YOUR ASSIGNMENT: Report every line of the data where the string "chain" appears.

##########

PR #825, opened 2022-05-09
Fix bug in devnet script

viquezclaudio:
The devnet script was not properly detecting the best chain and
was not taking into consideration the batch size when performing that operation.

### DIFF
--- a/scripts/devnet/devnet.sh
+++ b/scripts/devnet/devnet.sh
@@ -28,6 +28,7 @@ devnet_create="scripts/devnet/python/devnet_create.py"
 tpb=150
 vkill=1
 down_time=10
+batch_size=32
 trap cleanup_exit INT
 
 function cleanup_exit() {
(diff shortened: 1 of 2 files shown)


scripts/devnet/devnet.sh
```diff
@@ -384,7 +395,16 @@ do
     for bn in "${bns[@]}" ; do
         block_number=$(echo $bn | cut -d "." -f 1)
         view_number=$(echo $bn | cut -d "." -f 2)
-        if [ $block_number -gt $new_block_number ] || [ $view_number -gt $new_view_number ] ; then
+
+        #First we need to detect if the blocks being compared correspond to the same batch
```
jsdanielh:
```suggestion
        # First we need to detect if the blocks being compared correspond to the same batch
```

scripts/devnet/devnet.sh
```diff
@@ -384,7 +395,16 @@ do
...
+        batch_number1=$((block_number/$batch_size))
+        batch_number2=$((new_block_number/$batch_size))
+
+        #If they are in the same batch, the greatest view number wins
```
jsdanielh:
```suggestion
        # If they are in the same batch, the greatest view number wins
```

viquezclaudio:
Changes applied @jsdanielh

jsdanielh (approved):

##########

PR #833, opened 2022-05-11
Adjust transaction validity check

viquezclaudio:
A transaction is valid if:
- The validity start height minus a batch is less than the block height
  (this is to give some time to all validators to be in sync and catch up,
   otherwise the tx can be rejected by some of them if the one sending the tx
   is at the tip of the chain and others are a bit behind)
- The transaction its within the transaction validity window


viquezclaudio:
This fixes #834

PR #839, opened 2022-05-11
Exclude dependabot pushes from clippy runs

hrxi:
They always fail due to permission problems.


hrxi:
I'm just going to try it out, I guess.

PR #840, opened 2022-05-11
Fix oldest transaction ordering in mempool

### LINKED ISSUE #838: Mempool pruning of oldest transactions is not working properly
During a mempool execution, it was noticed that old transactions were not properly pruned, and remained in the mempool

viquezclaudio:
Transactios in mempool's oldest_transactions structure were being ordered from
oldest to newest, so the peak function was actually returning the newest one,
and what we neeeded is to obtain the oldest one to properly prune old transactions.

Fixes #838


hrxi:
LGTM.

##########

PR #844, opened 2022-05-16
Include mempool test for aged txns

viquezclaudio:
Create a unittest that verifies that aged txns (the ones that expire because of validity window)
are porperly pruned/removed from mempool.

##########

WRITTEN REPLY:
The devnet script was not properly detecting the best chain and
   is at the tip of the chain and others are a bit behind)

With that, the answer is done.